#### EXERCISE DETAILS:
Report every line of the records below that includes the string "reworking".
EXTRACTED ENTRIES: Begin
PR #1380, opened 2018-06-26
inline variable in build script

adamralph:


blairconrad:

PR #1383, opened 2018-06-27
Support in parameters in non-generic classes under .NET Core

### LINKED ISSUE #1338: Allow Faking of non-generic types with methods that have in parameters
As mentioned in #1337, and due to castleproject/Core#339, types containing a method with an `in` parameter cannot be faked by FakeItEasy .NET Standard, and if the type is a generic type, it cannot be faked by either the FakeItEasy .NET Standard or .NET Framework editions. 

Once Castle.Core supports these scenarios, we should do so as well.

blairconrad:
Fixes #1338.

### DIFF
--- a/docs/what-can-be-faked.md
+++ b/docs/what-can-be-faked.md
@@ -20,11 +20,8 @@ Note that special steps will need to be taken to
 
 ### Types whose methods have `in` parameters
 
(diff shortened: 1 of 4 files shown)


blairconrad:
Oh, that was fast! Thanks.

PR #1384, opened 2018-06-28
update to Bullseye 1.0.0-rc.5

adamralph:
Contains a minor fix concerning console output for targets with a `null` action (an unusual thing to do). You shouldn't notice any difference.


blairconrad:

PR #85, opened 2019-05-31
Enable Clippy and rustfmt in CI

benesch:
@nickolay what do you think about this? I've found that if Clippy isn't enabled in CI, lint violations creep in quite quickly.


benesch:
I'm inclined to ignore Coveralls here. The decrease is a quirk of how assert!(false) is parsed vs. unreachable!().

nickolay:
Looks great, thanks for doing this!

(Regarding coveralls, I find it very noisy and am not really paying attention to it..)

benesch:
> (Regarding coveralls, I find it very noisy and am not really paying attention to it..)

Makes sense. I find it useful to have around when you're explicitly looking for stuff that's undertested, but it's definitely pretty spammy on PRs.

Issue #83, opened 2019-05-27
Support join associativity


benesch:
Alternate join associativity can be forced with parentheses, as in:

```sql
SELECT * FROM a NATURAL JOIN (b NATURAL JOIN c);
```

The current parser doesn't support it, nor is the design of the SQLSelect struct particularly conducive to it.

PR #87, opened 2019-06-02
Refactor parse_joins

nickolay:
While preparing to add support for the non-standard `CROSS`/`OUTER APPLY` ([an alternative syntax for LATERAL invented by MS and adopted by Oracle](https://blog.jooq.org/2013/12/18/add-lateral-joins-or-cross-apply-to-your-sql-tool-chain/)) I've tweaked the internals of `parse_joins` to reduce code duplication, added tests for `NATURAL` and fixed a couple minor issues (extra whitespace in the serializer and NATURAL being silently eaten when not followed by a JOIN).

(This does _not_ change the AST, and doesn't deal with #83.)

### DIFF
--- a/src/sqlast/query.rs
+++ b/src/sqlast/query.rs
@@ -271,14 +271,14 @@ impl ToString for Join {
         }
         fn suffix(constraint: &JoinConstraint) -> String {
             match constraint {
-                JoinConstraint::On(expr) => format!("ON {}", expr.to_string()),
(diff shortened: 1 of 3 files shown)


benesch:
Heh, I've got a patch somewhere in my stack that addresses that same whitespace bug. Everything LGTM!

benesch:
I'm going to merge this now, actually, because I've got a patch for #83 coming up that's going to need a rebase.

PR #89, opened 2019-06-03
Extract a SQLFunction struct

benesch:
This variant is getting rather large, and it's useful downstream to be
able to pass around SQLFunction nodes without reinventing the wheel.

### DIFF
--- a/src/sqlast/mod.rs
+++ b/src/sqlast/mod.rs
@@ -108,13 +108,7 @@ pub enum ASTNode {
     /// SQLValue
     SQLValue(Value),
     /// Scalar function call e.g. `LEFT(foo, 5)`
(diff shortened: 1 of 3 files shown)


src/sqlast/mod.rs
```diff
@@ -346,6 +324,7 @@ impl ToString for SQLWindowFrameBound {
 }
 
 /// A top-level statement (SELECT, INSERT, CREATE, etc.)
+#[allow(clippy::large_enum_variant)]
```
nickolay: I see that clippy points at `SQLStatement::SQLUpdate` as being a "large variant" after this change. I don't understand why exactly, but I think going forward we might extract individual statement types making this a moot point.

PR #90, opened 2019-06-03
Support EXISTS subqueries

benesch:


benesch:
> I'm assuming NOT EXISTS() will parse correctly with unary NOT, unsure if it deserves a test of its own.

Yep! I added a test just to be sure.

> This fixes the last remaining part of #5, thanks!

Oh, nice. I've updated the commit message to close out #5 when this merges.

PR #91, opened 2019-06-03
Improve VALUES-related syntax parsing

benesch:
The first commit allows VALUES clauses in more places; the second commit teaches INSERT to accept things besides VALUES clauses. See individual commit messages for details.

### DIFF
--- a/src/sqlast/mod.rs
+++ b/src/sqlast/mod.rs
@@ -20,10 +20,12 @@ mod sql_operator;
 mod sqltype;
 mod value;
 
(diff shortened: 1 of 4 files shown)


benesch:
> Any reason you chose to serialize the VALUES prefix as part of SQLSetExpr::to_string() and not as part of SQLValues::to_string()?

No particular reason! Just an artifact of how this changeset organically evolved. I've adjusted SQLValues to serialize with the `VALUES` prefix.

PR #71, opened 2019-05-21
Don't panic on weird infix garbage

benesch:
Submitting on behalf of @jamii.

PR #93, opened 2019-06-03
Parse column constraints in any order

benesch:
`CREATE TABLE t (a INT NOT NULL DEFAULT 1 PRIMARY KEY)` is as valid as `CREATE TABLE t (a INT DEFAULT 1 PRIMARY KEY NOT NULL)`.

@nickolay I got annoyed by the tests in sqlparser_postgres and adjusted them so that the first test asserts every column specification, and the remainder simply verify that the SQL roundtrips. Let me know if you'd prefer to be more precise with the later tests.

#

### DIFF
--- a/src/sqlast/ddl.rs
+++ b/src/sqlast/ddl.rs
@@ -1,6 +1,6 @@
 //! AST types specific to CREATE/ALTER variants of `SQLStatement`
 //! (commonly referred to as Data Definition Language, or DDL)
-use super::{ASTNode, SQLIdent, SQLObjectName};
+use super::{ASTNode, SQLIdent, SQLObjectName, SQLType};
 
 /// An `ALTER TABLE` (`SQLStatement::SQLAlterTable`) operation
 #[derive(Debug, Clone, PartialEq, Hash)]
@@ -48,11 +48,6 @@ pub enum TableConstraint {
 
 impl ToString for TableConstraint {
     fn to_string(&self) -> String {
-        fn format_constraint_name(name: &Option<SQLIdent>) -> String {
-            name.as_ref()
-                .map(|name| format!("CONSTRAINT {} ", name))
-                .unwrap_or_default()
-        }
         match self {
             TableConstraint::Unique {
                 name,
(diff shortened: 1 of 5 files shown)


nickolay:
This got rather long, sorry!

1) The `CHECK` constraint is only partially implemented: it's in the AST, but the parser doesn't handle it. Please make a note if you want to leave it unimplemented for now.

2) A thought on parsing of the `DEFAULT` expression:
> We want to allow as many DEFAULT expressions as possible, but calling self.parse_expr() will choke on expressions like "DEFAULT 1 NOT NULL". Typically this would be a syntax error, as "1 NOT NULL" is not a valid SQL expression, but in this case we know that NOT NULL is part of the next column constraint.

A syntax error happens whenever a "token" (or - with the change from #82 - a token pair, like "NOT IN") following the `DEFAULT` expression has a [get_next_precedence](https://github.com/andygrove/sqlparser-rs/blob/1f8708390675254794da11b38618daa01316e3f6/src/sqlparser.rs#L576) > 0. The [Pratt parser then attempts to](https://github.com/andygrove/sqlparser-rs/blob/1f8708390675254794da11b38618daa01316e3f6/src/sqlparser.rs#L147) parse it as an "infix", and in the case of `NOT NULL` fails with "Expected IN or BETWEEN after NOT, found: null".

> As it turns out, the only expressions that cause trouble all have precedence less than or equal to BETWEEN, so we pass BETWEEN_PREC to stop parsing on tokens with precedence less than or equal to BETWEEN.
> The same trick is [employed by PostgreSQL](https://github.com/postgres/postgres/blob/56b78626c/src/backend/parser/gram.y#L13366-L13370)

I've looked through the docs for a few dialects (below) and I can't think of anything other than `NOT` (and `COLLATE` -  see below) that's under a risk of being incorrectly treated as a DEFAULT expression's infix, while being a valid keyword starting a new constraint or a column attribute definition.

After #82 `get_next_precedence` is only used to get the [left-binding precedence](https://github.com/andygrove/sqlparser-rs/pull/80#issuecomment-496328019) of the peeked token (unlike before when `get_precedence(make_keyword("NOT"))` was used to get the right-binding precedence to pass to `parse_subexpr` - we now use constants for that).

I don't see why `get_next_precedence` needs to treat `NOT` not followed by `IN`/`BETWEEN` any differently than other keywords that are not "infix" operators. It currently returns lbp=`UNARY_NOT_PREC` for `NOT` in infix position instead of `0`, so you have to call `parse_subexpr` with rbp=`BETWEEN_PREC` to make it stop (per rbp>=lbp) when encountering `NOT`. If we defined lbp(`NOT`) = 0, the parser invoked with the default rbp=0 would stop on `NOT` followed by `NULL` just like it stops on any unknown keyword. (And the `unreachable!` removed in #71 could be restored then.)

What do you think?

3) On `COLLATE`:
* ANSI puts `COLLATE` as the last clause in a column definition, but it doesn't allow arbitrary expressions in DEFAULT, so it doesn't conflict.
* PG/MS both seem to expect `COLLATE` before `DEFAULT` in column definition, presumably to avoid the ambiguity of `DEFAULT 'foo' COLLATE bar`.

As we parse COLLATE as an optional suffix at the end of `parse_prefix`, the precedence trick doesn't help with this anyway, and to support ANSI syntax we'd need to use a different radically simpler parser for the `DEFAULT` clause. This is not in the scope of this PR, of course.

4) On the AST design:

ANSI allows `CONSTRAINT <name>` to be used with `NOT NULL`, `UNIQUE`/`PRIMARY KEY`, and `REFERENCES`. MSSQL doesn't seem to support it for `NOT NULL`, but supports it for `DEFAULT` instead. Postgres allows both `NOT NULL` and `DEFAULT`, plus `NULL` and `GENERATED` as constraints.

All three dialects agree that `COLLATE` isn't a constraint, but expect it in different positions. MS has a number of custom options interleaved with the standard ones.

Maybe this could be modeled as a `Vec<ColumnOption>` where a ColumnOption is either a `Constraint { name: Option<String>, constraint: Box<ColumnOption>, deferred, deferrable, etc }`, one of standard options (including constraints, COLLATE, DEFAULT, and GENERATED), or a dialect-specific String?

5) I didn't get to the tests, but given that you're being very thorough with testing, I'll probably agree with whatever approach you decided on.

6) Relevant parts of the docs:

* [ANSI](https://jakewheat.github.io/sql-overview/sql-2011-foundation-grammar.html#column-definition)
  ```
  <column definition> ::= <column name> [ <data type or domain name> ]
      [ <default clause> | <identity column specification> | <generation clause>
        | <system time period start column specification>
        | <system time period end column specification>
      ]
      [ <column constraint definition>... ]
      [ <collate clause> ]

  <column constraint definition> ::= [CONSTRAINT ..]
    { NOT NULL
      | <unique specification>
      | <references specification>
      | <check constraint definition>
    }
    { in any order:
      [ INITIALLY DEFERRED | INITIALLY IMMEDIATE ]
      [ [ NOT ] DEFERRABLE ]
    }
    [ [ NOT ] ENFORCED ]
  ```
* [Postgres](https://www.postgresql.org/docs/11/sql-createtable.html)
  ```
  column_name data_type [ COLLATE collation ] [ column_constraint [ ... ] ]
  and column_constraint is:
  [ CONSTRAINT constraint_name ]
  { NOT NULL | NULL | CHECK | DEFAULT .. | GENERATED .. |
  UNIQUE .. | PRIMARY KEY .. | REFERENCES .. }
  [ DEFERRABLE | NOT DEFERRABLE ] [ INITIALLY DEFERRED | INITIALLY IMMEDIATE ]
  ```
* [MSSQL](https://docs.microsoft.com/en-us/sql/t-sql/statements/create-table-transact-sql?view=sql-server-2017)
  ```
  <column_definition> ::= column_name <data_type>
    [ FILESTREAM ]
    [ COLLATE collation_name ]
    [ custom stuff ]
    [ CONSTRAINT constraint_name [ DEFAULT constant_expression ] ]
    [ GENERATED .. ]
    [ NULL | NOT NULL ]
    [ more custom stuff ]
    [ <column_constraint> [, ...n ] ]
    [ <column_index> ]

  <column_constraint> ::= [ CONSTRAINT constraint_name ]
    { CHECK .. 
    | FOREIGN KEY .. 
    | { PRIMARY KEY | UNIQUE } [ custom ] }
  ```

benesch:
> After #82 get_next_precedence is only used to get the left-binding precedence of the peeked token (unlike before when get_precedence(make_keyword("NOT")) was used to get the right-binding precedence to pass to parse_subexpr - we now use constants for that).

> I don't see why get_next_precedence needs to treat NOT not followed by IN/BETWEEN any differently than other keywords that are not "infix" operators. It currently returns lbp=UNARY_NOT_PREC for NOT in infix position instead of 0, so you have to call parse_subexpr with rbp=BETWEEN_PREC to make it stop (per rbp>=lbp) when encountering NOT. If we defined lbp(NOT) = 0, the parser invoked with the default rbp=0 would stop on NOT followed by NULL just like it stops on any unknown keyword. (And the unreachable! removed in #71 could be restored then.)

This is brilliant! You're entirely right that there's a bug here. We should absolutely be returning 0 if we see a unary NOT in get_next_precedence, because unary NOT is not an infix operator and therefore has no left binding power. 

I'm going to split that change out into its own PR.

benesch:
Ok, I've created a separate PR for the unary NOT issue (#107), and rebased this PR on top of it.

> 1. The CHECK constraint is only partially implemented: it's in the AST, but the parser doesn't handle it. Please make a note if you want to leave it unimplemented for now.

Oops, thanks! This is fixed now, and I've added a test.

> 2. A thought on parsing of the DEFAULT expression...

This was spot on, and is addressed in #107.

> 3. On COLLATE...
> 4. On the AST design...

I took a shortcut here and added `COLLATE` as an `Option<SQLObjectName>` on the `SQLColumnDef` struct. I'll try to find time soon to rework the structs as you've suggested.

nickolay:
> I'll try to find time soon to rework the structs as you've suggested.

Did you mean you wanted to merge this PR before reworking? I’ll try look at this over the weekend, but please let me know if it blocks you.

benesch:
> Did you mean you wanted to merge this PR before reworking? I’ll try look at this over the weekend, but please let me know if it blocks you.

Not blocked! Just wanted to write down which chunks of your feedback I've addressed and which chunks I haven't, so that I remember when I get back to it.

src/sqlast/ddl.rs
```diff
@@ -84,3 +79,106 @@ impl ToString for TableConstraint {
...
+                .join("")
+        )
+    }
+}
+
+#[derive(Debug, Clone, PartialEq, Hash)]
+pub enum ColumnConstraint {
+    /// `NULL`
+    ///
+    /// The ANSI specification technically allows NULL constraints to have a
```
nickolay: Sorry for nit-picking: I [don't believe ANSI SQL allows CONSTRAINT foo NULL](https://jakewheat.github.io/sql-overview/sql-2011-foundation-grammar.html#column-constraint-definition) - it's Postgres that seems to allow it judging from its docs...

src/sqlast/ddl.rs
```diff
@@ -84,3 +79,106 @@ impl ToString for TableConstraint {
...
+                .iter()
+                .map(|c| format!(" {}", c.to_string()))
+                .collect::<Vec<_>>()
+                .join("")
+        )
+    }
+}
+
+#[derive(Debug, Clone, PartialEq, Hash)]
+pub enum ColumnConstraint {
```
nickolay: The current AST seems to be partially modeled after Postgres in which any column option (except COLLATE) is called a "column constraint", even though it doesn't constrain anything. Shall we add "GENERATED" to _this_ struct when it's implemented? Other options, like MS-specific ones? Would we keep the `ColumnConstraint` name then? If we plan to rename, it might be better to rename it before landing.

src/sqlast/ddl.rs
benesch: Oh man, good point. What a nightmare. Fixed.

src/sqlast/ddl.rs
benesch: Good points. I've pretty substantially reworked the design of the AST. I've renamed the main enum to `ColumnOption`, to better reflect the fact that it might not contain only constraints. I've also moved the optional name to a wrapping `ColumnOptionDef` struct, which better allows *any* of the options to take on a name, to allow for Postgres syntax, where practically everything can have a name. 

I think this should provide the right amount of future flexibility. GENERATED naturally fits as a new enum variant in `ColumnOption`, and hopefully it's less grating now that the struct doesn't refer to "constraints." MSSQL-specific options can also go into `ColumnOption`, if that makes sense, or they can live as fields on `SQLColumnDef`, if they're the kind of options (like SPARSE) that can't be named and must appear in a fixed order.

nickolay:
Looks great, thanks!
EXTRACTED ENTRIES: End
#### YOUR RESPONSE:
Did you mean you wanted to merge this PR before reworking? I’ll try look at this over the weekend, but please let me know if it blocks you.
> Did you mean you wanted to merge this PR before reworking? I’ll try look at this over the weekend, but please let me know if it blocks you.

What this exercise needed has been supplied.